When you tell people about your anxiety they don't really seem to understand. They assume that you're just being dramatic or lazy, or that if you would only suck it up and face your problems you'd be fine. They never seem to understand that your anxiety is an illness, just like any other. You try to explain it to them in the simplest ways you can. You give them a thousand similes and metaphors to show them how you feel, but still they do not understand. You compare your anxiety to a battle with yourself. Or like drowning in a foot of water while someone is yelling for you to stand up and yet still being unable to stand up and save yourself. They try their best to understand, but you can tell they really don't.
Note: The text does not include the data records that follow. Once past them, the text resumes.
PR #7339, opened 2019-04-05
Patchinfo refactor

saraycp:
- Rename controller actions as CRUD.
- Use more meaningful names for some methods.
- For the moment, read_patchinfo (now called extract_patchinfo_data) is called from a before_action.

We'll address code climate complaints in a different PR.


saraycp:
[Refactor patchinfo controller](https://trello.com/c/4JGl1Kkx/1094-refactor-patchinfo-controller)

src/api/app/controllers/webui/patchinfo_controller.rb
```diff
@@ -25,10 +25,11 @@ def create
     redirect_to edit_patchinfo_path(project: @project, package: @package)
   end
 
-  def updatepatchinfo
+  def fetch_issues
     authorize @project, :update?
 
-    Patchinfo.new.cmd_update_patchinfo(params[:project], params[:package])
+    message = 'updated via fetch_issues call'
+    Patchinfo.new.cmd_update_patchinfo(params[:project], params[:package], message)
```
bgeuken: :thinking: I would replace the `message` variable with the actual message. Given that it's only used once.

src/api/app/controllers/webui/patchinfo_controller.rb
```diff
@@ -22,32 +23,30 @@ def new_patchinfo
...
       redirect_to(controller: 'package', action: 'show', project: @project, package: @package) && return
     end
-
-    read_patchinfo
-    @binaries.each { |bin| @binarylist.delete(bin) }
+    redirect_to edit_patchinfo_path(project: @project, package: @package)
   end
 
-  def updatepatchinfo
+  def fetch_issues
```
dmarcoux: Are we really fetching issues here? It seems more like it's updating.

src/api/app/models/patchinfo.rb
```diff
@@ -199,14 +199,14 @@ def create_patchinfo(project, pkg_name, opts = {})
     { targetproject: @pkg.project.name, targetpackage: @pkg.name }
   end
 
-  def cmd_update_patchinfo(project, package)
+  def cmd_update_patchinfo(project, package, message = 'updated via updatepatchinfo call')
```
dmarcoux: In the message, `updatepatchinfo` should be `fetch_issues` since it was changed in the controller.

saraycp: `cmd_update_patchinfo` is called from both API and Webui controllers. In the API endpoint it's used like: `# POST /source/<project>/<package>?cmd=updatepatchinfo`and we don't want to change the name there. For this reason, we pass a different message using the name `fetch_issues`if it comes from the webui or `updatepatchinfo`if it comes from the API.

src/api/app/controllers/webui/patchinfo_controller.rb
saraycp: done, thanks!

src/api/app/controllers/webui/patchinfo_controller.rb
saraycp: We'll re-think this, maybe 'fetch' is not the best word.

src/api/app/assets/javascripts/webui/application/patchinfo.js.erb
```diff
@@ -51,6 +51,7 @@ $(document).on('click', 'a[data-add-issue]', function() {
   return false;
 });
 
+/* FIXME: it seems this function is not used, delete after we ensure it's true */
```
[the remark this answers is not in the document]
saraycp: Thanks! good to know that you didn't find any call to this either.

src/api/app/controllers/webui/patchinfo_controller.rb
```diff
@@ -22,32 +23,30 @@ def new_patchinfo
...
-    redirect_to action: 'edit_patchinfo', project: @project, package: @package
+    message = 'updated via fetch_issues call'
+    Patchinfo.new.cmd_update_patchinfo(params[:project], params[:package], message)
+    redirect_to edit_patchinfo_path(project: @project, package: @package)
   end
 
-  def edit_patchinfo
-    read_patchinfo
+  def edit
+    # TODO: check that @tracker has sense if it's comming from create (new_patchinfo) action
```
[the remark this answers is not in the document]
saraycp: That TODO is not part of this PR.

src/api/app/controllers/webui/patchinfo_controller.rb
saraycp: Changed to `update_issues`

saraycp:
@dmarcoux please have another look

Still, you love them for trying.

In your senior year of college your anxiety hits an all time high and you are not entirely sure why. When you first started college you thought that it would help you overcome your fears, but instead it has only given you new things to fear. You chalk it up to the fact that you'll be graduating soon, that you're having a quarter-life crisis, that you're just very bad with change, but you also know that it's more than all of this. You begin to question everything you know and you hate it. You start eating lunch in your car alone because the thought of eating around other people makes you want to hyperventilate. At some point you realize that while you're at school from 10 in the morning to 3 in the afternoon you're lucky if you even speak three words to another person. Some days you go five hours without speaking a single word and the fact that this doesn't bother you bothers you even more. You begin to dread the thought of leaving your room, let alone leaving your house. You start to lose any ambition you once had and you think you could be completely happy to stay in your room forever and never do anything but write half finished stories and watch Netflix. Even writing becomes a chore for you and a book that would have once taken you a week to read now takes over a month. You don't really understand what's going on. You wonder when the exact moment was that you started half-assing your own life.
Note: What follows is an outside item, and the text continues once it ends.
PR #7369, opened 2019-04-08
Update flash messages that were using incorrect flash message type

### LINKED ISSUE #7124: Some flash messages have the wrong type
We have a few actions in which we use the wrong flash message type, mostly when creating/updating. It is currently using `:notice` while it should use `:success`. I've noticed that in a few Bootstrap-related PRs lately and instead of always pointing it out, we should fix it once and for all.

You tell no one of what's happening to you. You wait for someone to notice that you're falling apart, but they don't. You know it isn't their fault because you do a very good job of covering up your anxiety with self-deprecating humor and sarcasm. You refuse to let yourself cry because if you start you are afraid you won't be able to stop. You realize that you should probably see a therapist, but you don't want to go on medication and you aren't sure you can afford it anyway. Also, therapy scares you. Everything scares you. You scare you. You take everything one day at a time and try not to look too much into the future. The future scares you more than it ever has before. This is the current state you live in. This is what your fear has done to you. It has turned you into a person you don't entirely recognize and are not sure you like.
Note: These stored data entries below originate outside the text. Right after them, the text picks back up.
PR #7373, opened 2019-04-08
Allow acceptance of requests when they are in 'accepting' state

saraycp:
The staging project's overall_state didn't change to the correct state after the delayed job.

While the delayed job exists, the overall_state is 'accepting', so we need the state to change from 'accepting' to 'accepted' right before the delayed job finish (we need to consider the 'accepting' state as one of the "mergable" states).

Since the accepting state relies on the existence of delayed jobs, we need to make sure the staging projects acceptance only happens via delayed jobs. So we moved accept method to the delayed job.


adrianschroeter:
just to be sure, this is not about classic requests, right? Accepting a former request already in accepted state is considered to be harmful there.

DavidKang:
@adrianschroeter, no, this is regarding the `StagingWorkflow` and the `accepting` is related to a `StagingProject`

coolo:
The description is very confusing. Why would you want to accept a staging project that already has a delayed job running accepting it?

coolo:
thanks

For so many years you have promised yourself that you would never let your anxiety take over your life, but you worry that it's starting to now. You try to hold onto the moments when you can forget it completely and be free. You wait for the day when you will wake up and no longer be afraid. 

This is how you have anxiety.


***
This story was loosely written in the form of Lorrie Moore's "How to" short stories from her book Self-HelpI wrote it purely for the purpose of emptying my thoughts out onto (virtual) paper, so please do not take it too seriously. I just wanted to mess around with the second person point of view and talk about my anxiety in an honest way. Anyway, if you've made it this far, thanks for reading.